● 教えたことを理解したのか、反応が分からない
● 何を考えているか分からなくて関わりにくい
● イライラするから新人と関わりたくない
こんにちは、はるです。
今回は、新人指導にイライラしてしまう指導者さんに向けた記事です!
イライラしなくなるコツを紹介しますね!
新人指導が負担だと感じている人は多いんじゃないでしょうか。いつもどおりの仕事にプラスして指導をするのは大変だし、新人によっては教えたことをすぐに忘れてしまう子もいます。
この記事では新人指導でイライラしてしまう指導者のあなたへ、イライラしなくなるコツを6つ教えます!
指導でイライラしていると、自分の仕事のパフォーマンスも落ちてしまいます。イライラを解消して、気持ちよく仕事ができるように変えましょう。
仕事中にイライラすることが減れば、仕事のストレスも軽くなります!ぜひ明日からすぐに活用してみてください。
看護師の仕事は感情のコントロールが求められる場面が多いですよね。>>看護師は女優?!|感情をコントロールしてストレスのない働き方を!の記事でも詳しく解説しているので、興味があればそちらもさんこうにしてみてください。
そもそも新人指導は、なんでイライラしてしまう?
師長さん、私いつもイライラしてるんですけど。
新人指導ってなんでイライラしちゃうんでしょう?
そもそも、新人指導はなんでイライラしてしまうのか?
まずはそこから考えてみましょう!
新人への期待
イライラするのは、相手への期待が裏切られたと感じるからよ!
人は誰でも、何か行動を起こすときには結果を見越しています。
付き合いたての彼氏に『私、来週が誕生日なんだけど会議で残業なんだよね~。最悪だよね~』と話すときは、グチのように見せながらもプレゼントを期待してますよね?

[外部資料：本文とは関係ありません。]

PR #18, opened 2016-12-07
Remove logging configuration from importing file

pmanrubia:
This PR intends to remove environment-dependent code

### Background

The rake task outputs content to STDOUT, but if we use it from `Rails console` we would like to use the defaults configured in `config/environments/development.rb`.
Likewise, if we are in  production, we would like to use the configuration specified in `config/environments/production.rb`.

To summarise it, we want to get rid of any configuration code related to the the current environment.

We can configure logging per environment in the files:
- config/environments/test.rb
- config/environments/development.rb
- config/environments/production.rb

## Developer note:

If the logging information is valuable for the script user we will store it in a more reliable place (Database, filesytem...) We have chosen a quick way to get feedback from the rake task
until we have a better picture about all the issues we have when parsing the data.

### DIFF
--- a/lib/tasks/import.rake
+++ b/lib/tasks/import.rake
@@ -2,9 +2,9 @@ namespace :import do
   desc 'Import an organisation\'s details and content items'
   task :organisation, [:slug] => :environment do |_, args|
     raise 'Missing slug parameter' unless args.slug
-    Rails.logger = Logger.new(STDOUT)
-    Rails.logger.level = Logger::INFO
+    logger = Logger.new(STDOUT)
+    logger.level = Logger::INFO
 
-    Importers::Organisation.new(args.slug).run
+    Importers::Organisation.new(args.slug, logger: logger).run
   end
 end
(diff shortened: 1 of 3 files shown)


lib/tasks/import.rake
```diff
@@ -2,6 +2,8 @@ namespace :import do
   desc 'Import an organisation\'s details and content items'
   task :organisation, [:slug] => :environment do |_, args|
     raise 'Missing slug parameter' unless args.slug
+    Rails.logger = Logger.new(STDOUT)
```
chao-xian: This need to be wrapped in a:
```ruby
unless Rails.env.test?
...
end
```
as I'm getting log messages to the STDOUT when I run `rspec`.

pmanrubia:
Hi @chao-xian, I have updated the PR so we don't have any environment related code. Please, have a look at the commits and let me know if this is ok with you. Cheers

pmanrubia:
Closing the PR, as it is not needed after #38

PR #19, opened 2016-12-08
Improve the information displayed in the content items table

pmanrubia:
Include a few improvements for our first story:

1. Removes the column with the content item id
2. Uses the content item title for the link text
3. Open the Content Item link in a new Tab
4. Another minor refactoring

### Before
image

### After
image

### DIFF
--- a/app/views/content_items/_content_item.html.erb
+++ b/app/views/content_items/_content_item.html.erb
@@ -1,0 +1,4 @@
+<tr>
+  <td><%= link_to content_item.title, content_item.url %></td>
+  <td><%= time_ago_in_words(content_item.public_updated_at) %> ago</td>
+</tr>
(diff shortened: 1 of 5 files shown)


app/views/content_items/_content_item.html.erb
```diff
@@ -0,0 +1,4 @@
+<tr>
+  <td><%= link_to content_item.title, content_item.url, target: '_blank' %></td>
```
selfthinker: Opening links in a new window is a usability issue (and as I've just learned also a [security issue](https://www.jitbit.com/alexblog/256-targetblank---the-most-underestimated-vulnerability-ever/)). If we're going to use it (and I don't see the need here), then it should be made clear (e.g. with a title "opens in new window").

pmanrubia: Ok, fair enough. I will revert it.

PR #20, opened 2016-12-08
Displays the slug of the Organisation

pmanrubia:
Although we would need to display the name of the organisation, it
feels good enough for the first sprint to display the slug.

### DIFF
--- a/app/views/content_items/index.html.erb
+++ b/app/views/content_items/index.html.erb
@@ -1,4 +1,4 @@
-<h1>List Content Items</h1>
+<h1><%= @organisation.name %></h1>
 <table>
   <thead>
     <tr>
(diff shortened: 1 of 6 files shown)


app/views/content_items/index.html.erb
```diff
@@ -1,4 +1,4 @@
-<h1>List Content Items</h1>
+<h1><%= @organisation.slug %></h1>
```
chao-xian: @pmanrubia Is it worth "cheating" for now and doing `.gsub('-', ' ').humanize` here, abstracting later to the model?

pmanrubia:
Hi @chao-xian, thank you for your review. I have addressed your comments.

これで『ふーん』で会話が終わって当日まで連絡なしだったら、きっと大喧嘩になるでしょう。
人は『たぶん、こういう反応があるだろう』と予想しているときに、それと大きく違う反応が来ると『なんでそうなるの?』とイライラしてしまうのです。
新人の指導でも同じです。先輩は教えながら、「きっとこのくらいの反応があるはず」と考えているのです。
- 自分なら何か工夫しようって思うけどな
- ふつうは調べてくるはずなのに
- 1回怒られたことを繰り返すなんて
- 習ったことをメモするのは当然
こういう風に『新人は当然こうあるべき』という期待が、先輩の方にあるんだと思います。
それを裏切られるので驚き、イライラしてしまうのです。
『えぇっ?! 調べてきてないの? 今日は処置があるって言ってたのに…』
(当然、調べてくると思ったのに。何で調べないの? 不安じゃないの? 言わないと調べないの? 考えないの?)
モヤモヤ、イライラ・・・
新人指導でイライラしてしまう原因は、期待を裏切られたと感じているためなんですよ
指導しながらイライラしていることに気付いたときは、目の前の新人に何かを期待をしているのだということです。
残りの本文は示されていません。